Generating consistent PDDL domains with Large Language Models
Pavel Smirnov, Frank Joublin, Antonello Ceravola, Michael Gienger
TL;DR
The paper addresses the challenge of generating runnable PDDL domains from natural language by embedding an automated feedback loop that combines textual plan generation, JSON-based domain markup, syntactic and semantic consistency checks, and reachability analysis. The approach mitigates common LLM errors by back-and-forth correction and plan-based validation, though absolute correctness is not guaranteed. Experiments across Gripper, Pizza, Logistics, Household, and Tyreworld show that the method reduces errors and eases human-in-the-loop correction, with simpler domains more reliably executable and complex domains remaining challenging.
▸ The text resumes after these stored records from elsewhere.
PR #1900, opened 2026-08-30
fix(jq): thread EvalSemantics through cannot_iterate's remaining sites

newhoggy:
## Summary

#1055 built the mode-aware value-preview dispatch (\`describe_with\`/\`dump_truncated_with\`)
and migrated \`EvalError::cannot_iterate\` at 19 of 29 call sites where \`S: EvalSemantics\`
was already directly in scope, per its own staged design ("migrate call sites family by
family... only as far as needed"). This PR threads \`S\` through the remaining 6 sites that
still called the jq-pinned shim:

- \`builtin_any\`, \`builtin_all\`, \`builtin_flatten\`, \`builtin_from_entries\` — mechanical
  once \`S\` is added to their own generic params (their callers already had it in scope)
- \`set_path\`, \`set_path_through_iterate\` — needed real threading: neither function was
  generic over \`S\` at all, so both (mutually recursive) needed the param added and threaded
  through every internal call, plus their one external caller

## Verification

The mode-aware formatting only diverges from jq's shim for specific value shapes — a plain
\`5 | any\` looks identical either way, since jq's number-formatting quirks only bite
*computed* floats. Used \`OwnedValue::Float(3.0)\` (not a source-preserving \`NumberLiteral\`)
as the differentiator: jq's own error-message convention spells a computed whole-number
float without a decimal point (\`"3"\`, matching real jq's own \`1.0+2.0|tostring\`), while
yq/plain-JSON's convention keeps \`"3.0"\` — confirmed via \`stream_owned_value_json_jq\`'s own
existing unit test. New tests call \`succinctly::jq::eval\` directly with \`YqSemantics\`
(the library-API surface these functions are reachable through — same scoping #1755
established for the sibling sort/unique/group_by family) and assert the real \`"3.0"\`
appears, with a same-filter jq-mode assertion alongside every one proving \`"3"\` is
unchanged.

### \`set_path\`/\`set_path_through_iterate\`: wired correctly, not yet reachable in practice

Worth calling out rather than glossing over: their \`cannot_iterate_with(EvalTag::Yq, ..)\`
is not actually reachable through the one external caller (\`eval_assign\`, for plain \`=\`)
today. That caller always passes \`scalar_noop = (S::TAG == EvalTag::Yq)\` (no operator-based
exception the way \`-=\`/\`*=\` have), and \`is_yq_field_index_noop_scalar\` unconditionally
no-ops any non-container target before the error arm ever runs — confirmed live:
\`succinctly yq '(1.0+2.0) | .[] = 9'\` prints \`3.0\` unchanged, never errors. The new test
calls both functions directly (bypassing the no-op guard) to verify the wiring itself,
independent of whether today's one caller happens to exercise it — the same "migrate the
primitive correctly even where today's caller doesn't reach the divergent branch" spirit
#1055's own staged approach already established.

## Verification, jq mode

Confirmed unchanged throughout: the jq golden suite (\`jq_golden_conformance\`) still passes,
and every new test pairs its yq-mode assertion with a same-filter jq-mode one proving the
old \`"3"\` wording is untouched.

## Scope

This issue names more remaining work (\`cannot_use_as_object_key\`, 5 more call sites; every
other \`describe(\`/\`dump_truncated(\`-calling constructor in \`error.rs\` not yet touched at
all) — left for a follow-up, matching #1055's own staged migration rather than attempting
everything in one PR. Issue intentionally left open, narrowed to that remaining scope.

## Test plan

- [x] New tests in \`src/jq/eval.rs\`:
      \`test_cannot_iterate_call_sites_use_the_real_mode_tag_1494\` (all 4 builtins),
      \`test_set_path_cannot_iterate_uses_the_real_mode_tag_1494\`
- [x] Full test suite (\`cargo test --features cli,simd,regex,serde\`): all green
- [x] jq golden suite (\`jq_golden_conformance\`) and yq golden suite
      (\`yq_golden_conformance\`, \`yq_golden_conformance_under_crlf_and_lone_cr\`): all green
- [x] \`cargo fmt --check\` clean
- [x] \`cargo build --no-default-features\` (no_std) still builds

Refs #1494

### DIFF
--- a/src/jq/error.rs
+++ b/src/jq/error.rs
@@ -705,15 +705,9 @@ impl EvalError {
 
     /// `Cannot iterate over <type> (<value>)`.
     ///
-    /// jq-pinned shim (#1055): delegates to
-    /// [`EvalError::cannot_iterate_with`] fixed at `EvalTag::Jq` — use that
-    /// constructor directly once `S: EvalSemantics` is in scope at the call
-    /// site.
-    pub fn cannot_iterate(value: &OwnedValue) -> Self {
-        Self::cannot_iterate_with(EvalTag::Jq, value)
-    }
-
-    /// Mode-aware sibling of [`EvalError::cannot_iterate`] (#1055).
+    /// The jq-pinned shim this once forwarded from (#1055) is gone: #1494
+    /// finished migrating every production call site to pass its own real
+    /// `S::TAG` instead of a hardcoded `EvalTag::Jq`.
     pub fn cannot_iterate_with(tag: EvalTag, value: &OwnedValue) -> Self {
         Self::new(format!("Cannot iterate over {}", describe_with(tag, value)))
     }
@@ -1559,7 +1553,7 @@ mod tests {
 
     #[test]
     fn internal_errors_carry_no_payload_but_catch_sees_the_message() {
-        let err = EvalError::cannot_iterate(&OwnedValue::Int(1));
+        let err = EvalError::cannot_iterate_with(EvalTag::Jq, &OwnedValue::Int(1));
         assert_eq!(err.message, "Cannot iterate over number (1)");
         assert_eq!(err.value, None);
         assert_eq!(
--- a/src/jq/eval.rs
+++ b/src/jq/eval.rs
@@ -17059,7 +17059,7 @@ fn set_path<S: EvalSemantics>(
                     // that case on its own, exactly as it did before #1428.
                     && would_create
                     && !tail_writes_from_fresh_parent(|probe| {
-                        set_path_through_iterate(
+                        set_path_through_iterate::<S>(
                             probe,
                             split.optional,
                             &split.tail,
@@ -17122,7 +17122,7 @@ fn set_path<S: EvalSemantics>(
                                 terminal_write: matches!(split.tail, Expr::Identity),
                             },
                             |sub| {
-                                set_path(
+                                set_path::<S>(
                                     sub,
                                     &split.tail,
                                     new_value.clone(),
@@ -17176,7 +17176,7 @@ fn set_path<S: EvalSemantics>(
                     // See the `split_at_iterate` arm above.
                     && would_create
                     && !tail_writes_from_fresh_parent(|probe| {
-                        set_path(
+                        set_path::<S>(
                             probe,
                             last_path,
                             new_value.clone(),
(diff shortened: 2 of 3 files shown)


newhoggy:

**Fixed — real, actionable finding**: one agent noticed my own PR's title ("thread EvalSemantics through \`cannot_iterate\`'s *remaining* sites") was literally true — after threading \`S\` through the last 6 production call sites, the jq-pinned \`cannot_iterate(value)\` shim had zero production callers left anywhere in the tree (only 2 test call sites and a doc-comment mention). Its own doc comment already named this exact retirement condition ("use \`cannot_iterate_with\` directly once \`S: EvalSemantics\` is in scope"). Removed the shim (commit 433f556c0), updated both test call sites to call \`cannot_iterate_with(EvalTag::Jq, ...)\` directly, fixed two now-stale doc-comment references.

**Investigated, filed separately as #1901 — not fixed here (correctly out of scope)**: one agent live-verified against pinned yq v4.53.3 that \`any\`/\`all\`/\`flatten\`/\`from_entries\` don't use jq's "Cannot iterate over \<type\> (\<value\>)" template at all in real yq — they use completely different hardcoded wording with no value preview (\`any only supports arrays, was !!int\`, etc.), and \`.[]\` on a bare scalar is a silent no-op in real yq's read side too, not an error. This is a **pre-existing** divergence, not introduced or worsened by this PR — my fix makes the existing (wrong-template) message *internally consistent* with the real evaluation mode's float-formatting convention, which is genuinely useful progress, but doesn't close the larger "wrong template entirely" gap. Properly fixing that needs new per-builtin message templates verified against yq, well beyond this issue's own \`EvalTag\`-threading scope — filed as #1901 with the live repros rather than scope-creeping this PR or leaving it undocumented per ADR-0018.

**No correctness bugs found** — 4 of 5 agents did a full line-by-line/cross-file trace of the generic threading (all 6 call sites, every recursive call, the write-path's \`eval_assign\` → \`set_path\`/\`set_path_through_iterate\` chain, \`eval_generic.rs\`'s separate dispatch confirming no parallel implementation was missed) and found nothing wrong — compiles, clippies clean, both new tests pass and are genuinely discriminating (verified by checking what a hardcoded-\`EvalTag::Jq\` shim would have failed on).

**Not actioned**: no simplification/efficiency/reuse issues found — the generic threading matches the established pattern at 19+ other call sites exactly, with no duplicated logic or unnecessary complexity introduced.

Full suite, both clippy legs, fmt, and both golden test suites (jq + yq) all re-verified clean after the shim removal.

Issue #1817, opened 2026-08-29
yq: the same nesting-depth panic #1793 fixed for jq is unfixed for succinctly yq


newhoggy:
## Summary

#1793 (PR #1815) fixed `succinctly jq`'s default (lazy) per-document dispatch loop so that `sort`/`join`/`map(.)` (builtins with no native lazy fast path, or that still need to materialize before printing) no longer crash the whole process on an adversarially/accidentally deep document — a `catch_unwind` at the CLI's per-document dispatch site now isolates the failure and continues the stream, matching the existing `#1194`/`#355` convention.

`succinctly yq`'s own dispatch loop (`run_yq` in `src/bin/succinctly/yq_runner.rs`) reaches the identical shared guard (`assert_nesting_depth`/`MAX_NESTING_DEPTH`, `src/jq/eval_generic.rs`) via its own `eval_with_cursor_using::<YqSemantics, _>` call sites — confirmed live during #1793's review, with **zero** equivalent protection.

## Repro (confirmed live against `main`)

A validly-parsed, block-style-nested YAML document well within YAML's own (lower, 128) parse-time structural limit, but past the shared evaluator's 256 ceiling:

```yaml
# 300 levels of block-style nesting -- parses fine, YAML's own limit is 128 only for flow-style
a:
  a:
    a:
      ... (300 levels)
```

```console
$ succinctly yq 'sort' deep.yaml
thread 'main' panicked at src/jq/eval_generic.rs:267:5: nesting depth exceeds limit of 256
$ echo $?
101
```

In a 3-document YAML stream (`a: 1` / `<deep>` / `b: 2`), the crash on the middle document aborts the whole process before the third document is ever evaluated — the exact "abort mid-stream, drop the rest" failure #1793 was filed to close, just via the sibling CLI entry point #1793's own PR never touched.

## Scope

This is the natural extension of #1793's fix to `run_yq`. #1793's review explicitly flagged this as real and live but deliberately deferred it as a separate-file, separate-scope change (the PR was already substantial after review; see PR #1815's discussion). Whoever picks this up should also consider factoring the `catch_unwind`/message-matching logic (`nesting_depth_panic_message` in `jq_runner.rs`) into something both runners can share, rather than a second hand-copy — flagged as a reuse concern during #1793's own review.

## Provenance

Found during multi-angle `/code-review` of PR #1815 (#1793).

newhoggy:
[...]

PR #1903, opened 2026-08-30
fix(jq): catch the nesting-depth panic on the materializing CLI branch too

### LINKED ISSUE #1818: jq: --slurp/-S/-C/--ascii-output/--slurpfile, and any filter using input/inputs, still panic uncaught on adversarial nesting after #1793
## Summary

#1793 (PR #1815) fixed the CLI's default (lazy) per-document dispatch loop against an uncaught `MAX_NESTING_DEPTH` panic for `sort`/`join`/`map(.)`. `run_jq`'s **other** top-level branch — taken whenever `can_use_lazy_path` (`src/bin/succinctly/jq_runner.rs`) is `false`, i.e. `--slurp`/`-s`, `-S`/`--sort-keys`, `-C`/`--color-output`, `--ascii-output`, `--slurpfile`, or a filter using `input`/`inputs`/`input_line_number` — reaches the identical shared guard via `validate_json_delimiters` (called from `parse_json_stream`'s fallback) with no equivalent protection, confirmed live during #1793's own review.

## Repro (confirmed live against `main`)

```console
$ python3 -c "print('['*500 + '1' + ']'*500)" > deep.json
$ succinctly jq -c --sort-keys '.' deep.json
thread 'main' panicked at src/bin/succinctly/jq_runner.rs:4100:5: nesting depth exceeds limit of 256
$ echo $?
101
```

Same result for `--slurp`, `-C`, `--ascii-output`, and `--slurpfile`.

## Why this is worse than the bug #1793 fixed

This branch reads and validates **every** document up front, before printing anything. A 3-document stream (`[1]` / `<deep>` / `[2]`) run through `-S` or `--slurp` prints **nothing at all** before crashing — not even the legitimate `[1]` that precedes the bad document — unlike the fixed lazy path, which now isolates just the one bad document and still prints its siblings.

## Scope

#1793's own title/repro is specifically about a *builtin* lacking a lazy fast path under the CLI's *default* dispatch (no special flags) — this is a different trigger (a CLI *flag* forcing whole-batch materialization), sharing only the underlying guard. Deliberately scoped out of PR #1815 as a separate concern rather than expanding that PR's already-substantial diff further.

Note: because this branch materializes the whole batch before any output, true per-document isolation (like the lazy path now has) may not be achievable here without a larger restructure — the achievable fix is likely "convert the uncaught panic into a clean, single diagnostic for the whole batch" (matching `print_json`'s own `anyhow::ensure!`-based approach for the identity-path's analogous guard), not full per-document continuation.

## Provenance

Found during multi-angle `/code-review` of PR #1815 (#1793), confirmed independently by 4 review angles.

newhoggy:
Fixes #1818.

## Summary

#1793 fixed the CLI's default (lazy) per-document dispatch against an
uncaught `MAX_NESTING_DEPTH` panic, but `run_jq`'s **other** top-level
branch — taken whenever `can_use_lazy_path` is `false` (`--slurp`,
`-S`/`--sort-keys`, `-C`/`--color-output`, `--ascii-output`, `--slurpfile`,
or a filter using `input`/`inputs`/`input_line_number`) — reaches the
identical guard via `validate_json_delimiters` (`parse_json_stream`'s
fallback) with no equivalent protection.

## Repro (confirmed live against `main`, pre-fix)

```console
$ python3 -c "print('['*500 + '1' + ']'*500)" > deep.json
$ succinctly jq -c --sort-keys '.' deep.json
thread 'main' panicked at src/bin/succinctly/jq_runner.rs:4393:5:
$ echo $?
101
```

Same result for `--slurp`, `-C`, `--ascii-output`, and a filter using
`inputs` with no flag at all.

## Fix

Added `check_nesting_depth`, a checked sibling of `assert_nesting_depth`
sharing the exact same `MAX_NESTING_DEPTH` ceiling and message
(`print_json`'s own `anyhow::ensure!` guard already uses this message for
the analogous lazy-path case). `validate_json_delimiters` already threads a
`Result` and runs entirely at the CLI's input-validation stage before any
user filter evaluates, so there's no `try`/`catch`-reachability concern the
way there is for `to_owned`'s own hot-path panic (documented in that
function's own doc comment) — unlike that guard, this one can just return
an error instead of panicking.

```console
$ succinctly jq -c --sort-keys '.' deep.json
jq: error (at deep.json:0): nesting depth exceeds limit of 256
$ echo $?
5
```

Confirmed `--slurpfile`'s own error-reporting shape (a plain `Error: ...`
at exit 1, not jq's `jq: error (at ...)` at exit 5) is pre-existing and
consistent with how it reports every other error type too (verified
against a malformed-JSON `--slurpfile` control case) — not a new
inconsistency introduced here.

## Testing

Added 6 new tests covering `--slurp`, `-S`, `-C`, `--ascii-output`, a
filter using `inputs`, and a positive control (legitimately-nested input
under the limit still succeeds). Updated `docs/compliance/jq/limitations.md`'s
existing #1793 entry to reflect the narrowed scope of what remains uncaught
(`-e`/`--exit-status`'s separate materializer, and `succinctly yq` entirely
— both tracked separately, #1817).

`cargo doc --all-features`.

### DIFF
--- a/docs/compliance/jq/limitations.md
+++ b/docs/compliance/jq/limitations.md
@@ -1039,17 +1039,21 @@ never gets this far). Falls under ADR-0018's "would take the host process down" 
 the fix that turned this from an uncaught process panic into a clean, catchable
 diagnostic.
 
-This fix is scoped to the CLI's default (lazy) per-document dispatch, matching #1793's own
-repro — the identical panic remains uncaught via any of: a CLI flag that forces
-whole-batch materialization up front (`--slurp`, `-S`/`--sort-keys`, `-C`/`--color-output`,
-`--ascii-output`, `--slurpfile`); a filter using `input`/`inputs`/`input_line_number`,
-which routes to that same materializing branch with *no flag at all* (#1818); `-e`/
+#1793's own fix was scoped to the CLI's default (lazy) per-document dispatch, matching its
+own repro. #1818 closed the identical gap on the CLI's *other* top-level branch — a CLI
+flag that forces whole-batch materialization up front (`--slurp`, `-S`/`--sort-keys`,
+`-C`/`--color-output`, `--ascii-output`, `--slurpfile`), or a filter using
+`input`/`inputs`/`input_line_number`, which routes to that same materializing branch with
+*no flag at all* — via `validate_json_delimiters`'s own checked guard
+(`check_nesting_depth`, `src/jq/eval_generic.rs`) rather than `catch_unwind`, since that
+walk already threads a `Result` and runs before any user filter evaluates at all.
+
+Still uncaught, tracked separately, not fixed by either #1793 or #1818: `-e`/
 `--exit-status`'s own separate materializer (`src/jq/lazy.rs`, already pinned uncaught by
 `test_exit_status_query_rejects_adversarial_nesting_998`); and `succinctly yq`, which has
-no equivalent guard on either its default or materializing path at all (#1817). Tracked
-separately, not fixed here. Confirmed live, also pre-existing and unrelated to this fix:
-`print_json`'s own guard can flush corrupted/truncated JSON to stdout before it fires
-(#1819).
+no equivalent guard on either its default or materializing path at all (#1817). Confirmed
+live, also pre-existing and unrelated to either fix: `print_json`'s own guard can flush
+corrupted/truncated JSON to stdout before it fires (#1819).
 
 ## Regex flags `l` and `n`
 
--- a/src/bin/succinctly/jq_runner.rs
+++ b/src/bin/succinctly/jq_runner.rs
@@ -12,7 +12,7 @@ use std::path::{Path, PathBuf};
 use succinctly::dsv::{build_index as build_dsv_index, DsvConfig, DsvRows};
 use succinctly::jq::document::{effective_keys, key_hash, DistinctKeyCursors};
 use succinctly::jq::eval_generic::{
-    assert_nesting_depth, eval_with_cursor, to_owned as generic_to_owned, GenericResult,
+    check_nesting_depth, eval_with_cursor, to_owned as generic_to_owned, GenericResult,
     MAX_NESTING_DEPTH,
 };
 use succinctly::jq::walk::map_builtin_subexprs;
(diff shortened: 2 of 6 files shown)


newhoggy:
Ran the mandatory code review. Three finder passes converged: no correctness
bugs found anywhere (verified off-by-one absence, error-propagation
correctness, depth-counting convention match with `to_owned_at_depth`, and
that the two deliberately-untouched panicking call sites — `lazy.rs`'s
`-e`/`--exit-status` materializer and `yq_runner.rs` — remain unchanged and
still correctly documented).

**Fixed** (flagged independently by 2 of 3 passes): `check_nesting_depth`'s
new condition/message was a 4th independent copy of the same "nesting depth
exceeds limit of N" string already duplicated between `assert_depth`'s
`panic!` and `print_json`'s `anyhow::ensure!` — exactly the "duplicated
predicates diverge silently" shape #998's own consolidation into
`assert_depth` already fixed once for the panicking family. Extracted
`nesting_depth_exceeded_message(max) -> String` in `value.rs`, reused by
all three call sites. Confirmed byte-identical output across all three
after the change (live-tested both the checked path and the still-panicking
identity-path guard).

**Unrelated incident during review**: one finder subagent kept running past
its own synthesis and injected `eprintln!`/`dbg`-style debug scaffolding
(plus an unconditionally-panicking scratch test) directly into this
worktree's shared files — `output.rs`, `jq_runner.rs`, `eval_generic.rs` —
which surfaced as 7 unrelated `jq_cli_tests.rs` failures with corrupted
stderr on the next full-suite run. Traced to the stray agent via `git diff`
on files I hadn't touched, stopped it with `TaskStop`, and reverted every
injected line by hand (verified via a repo-wide `grep -rn "SCRATCH"`
returning nothing). Unrelated to this PR's own correctness; noting it here
since it explains an interim red build that had nothing to do with the fix.

Full local verification re-run after both the review fix and a rebase onto
`main` (advanced 4 commits): build/test/clippy under both default and full
`cargo doc --all-features`. All green, including all 6 new #1818 tests and
the full pre-existing #1793 cluster.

This work advances practical LLM-assisted task planning by providing a structured pipeline that aligns LLM output with planning executability and more efficient human verification.
Abstract
Large Language Models (LLMs) are capable of transforming natural language domain descriptions into plausibly looking PDDL markup. However, ensuring that actions are consistent within domains still remains a challenging task. In this paper we present a novel concept to significantly improve the quality of LLM-generated PDDL models by performing automated consistency checking during the generation process. Although the proposed consistency checking strategies still can't guarantee absolute correctness of generated models, they can serve as valuable source of feedback reducing the amount of correction efforts expected from a human in the loop. We demonstrate the capabilities of our error detection approach on a number of classical and custom planning domains (logistics, gripper, tyreworld, household, pizza).